TPWD News Release — Oct. 15, 2007
ATHENS, Texas — Should you find yourself with the biggest bass you’ve ever seen on the end of your line, do you know who to call?
David Campbell, manager of Texas Parks and Wildlife Department’s Budweiser ShareLunker program, hopes you will call him and not a friend with a fillet knife.
Each year from Oct. 1 until April 30, TPWD accepts largemouth bass weighing 13 pounds or more into the ShareLunker program to be used in a selective breeding program aimed at producing bigger bass in Texas.
And almost every year someone catches a huge bass and has no idea how to tell how big it is. Some of the fish go back into the water, but some go under the knife.
Recently that’s what happened to a fish from a private lake in Fannin County, which died despite the angler’s efforts to keep it alive.
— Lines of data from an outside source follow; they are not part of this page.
PR #2934, opened 2026-05-08
data-plane-controller: let vpc exist

qaoj:
**Description:**

Extremely small PR to let the `vpc` field be passed from Pulumi to Ansible.

**Workflow steps:**

Automatic. VPC populated from Pulumi.

N/A

**Notes for reviewers:**

N/A

### DIFF
--- a/crates/data-plane-controller/src/shared/stack.rs
+++ b/crates/data-plane-controller/src/shared/stack.rs
@@ -286,6 +286,8 @@ pub struct AnsibleHost {
     pub zone: String,
     #[serde(default, skip_serializing_if = "Option::is_none")]
     pub geo_region: Option<String>,
+    #[serde(default, skip_serializing_if = "Option::is_none")]
+    pub vpc: Option<String>,
 }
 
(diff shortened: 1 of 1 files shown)


crates/data-plane-controller/src/shared/stack.rs
```diff
@@ -286,6 +286,8 @@ pub struct AnsibleHost {
     pub zone: String,
     #[serde(default, skip_serializing_if = "Option::is_none")]
     pub geo_region: Option<String>,
+    #[serde(default, skip_serializing_if = "Option::is_none")]
```
jgraettinger, line 289: Seeing this diff, I'm wondering what `geo_region` is exactly and whether it plays the same role? If the vendor and region roll into geo_region, then the VPC will as well (because we create one VPC per region)

qaoj: That's a tailscale tag @skord added a while ago- they are not unique in any sense, they have values like "us" or "ap"

jgraettinger (approved):
LGTM

PR #2938, opened 2026-05-11
data-plane-controller: periodic converge

qaoj:
**Description:**

Historically, we've relied on `PulumiRefresh` to detect drift and trigger a convergence. This holds for AWS and GCP, but not Azure. Because of that, we need some way to ensure that converges are still happening regularly. This is a small change to allow that to happen. 4 hours was chosen because that seems to be the average amount of time the other providers go before some remote drift triggers a converge.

The angler guesstimated the fish’s weight at 21 pounds—which would have been a new state record—before filleting it.
Campbell looked at the remains and estimated it probably weighed 15 pounds.
“The most important thing to remember is that you can catch a ShareLunker almost any time, anywhere,” Campbell says. “Be prepared. Have your livewell ready before you start fishing. The less you handle the fish, and the quicker you get it into a properly aerated livewell at the same temperature as the lake, the less stress you place on the fish.”
A live cage approximately 3 feet by 3 feet by 3 feet can be used to hold fish if no livewell is available. Most bait shops will also hold fish for anglers in their minnow tank.
Campbell offer three other tips for making sure big fish survive. “One, visit the ShareLunker pages on the Texas Freshwater Fisheries Center web site and familiarize yourself with the procedures for handling and caring for a big fish until it can be picked up.”
“Secondly, carry the ShareLunker hotline numbers with your fishing license, so you will have it when that big fish bites,” Campbell adds. To have a ShareLunker picked up, call Campbell at (903) 681-0550 or page him at (888) 784-0600 and leave a message, including area code. Calls are taken 24 hours a day, seven days a week.
Every year a number of anglers call Campbell because they’ve caught the biggest bass they’ve ever seen, and, like the Fannin County angler, they’re sure it weighs more than 13 pounds. Without certified scales to weigh the fish, most anglers guess the fish to be much bigger than it is.
That sometimes results in Campbell driving for hours to pick up a fish only to find out it isn’t heavy enough. While handheld scales that can be certified are available, most anglers rely on a public scale to weigh big bass. That leads to Campbell’s third tip for preparing for ShareLunker season.
“Go to our Web site and print out the list of certified scale locations and put it in your tackle box,” Campbell advises. “If there is not a certified scale listed in your area, you may be able to get your fish weighed at a sporting goods store, marina, grocery store, United Parcel Service shipping point or feed store—any place that must have scales legal for trade.”
The Texas Freshwater Fisheries Center in Athens has certified scales and is open to the public from 9:00 a.m. to 4:00 p.m. Tuesday through Saturday and from 1:00 p.m. to 4:00 p.m. on Sunday.
Most TPWD Inland Fisheries district offices also have a certified scale; you can find the one nearest you at the TPWD Web site.
Campbell points out there is no need to kill a big fish in order to have a trophy to hang on your wall. “In addition to Budweiser ShareLunker clothing, every angler who enters a fish into the program receives a fiberglass replica of their fish made by Lake Fork Taxidermy,” Campbell says. “We want you to have your fish and not eat it, too.”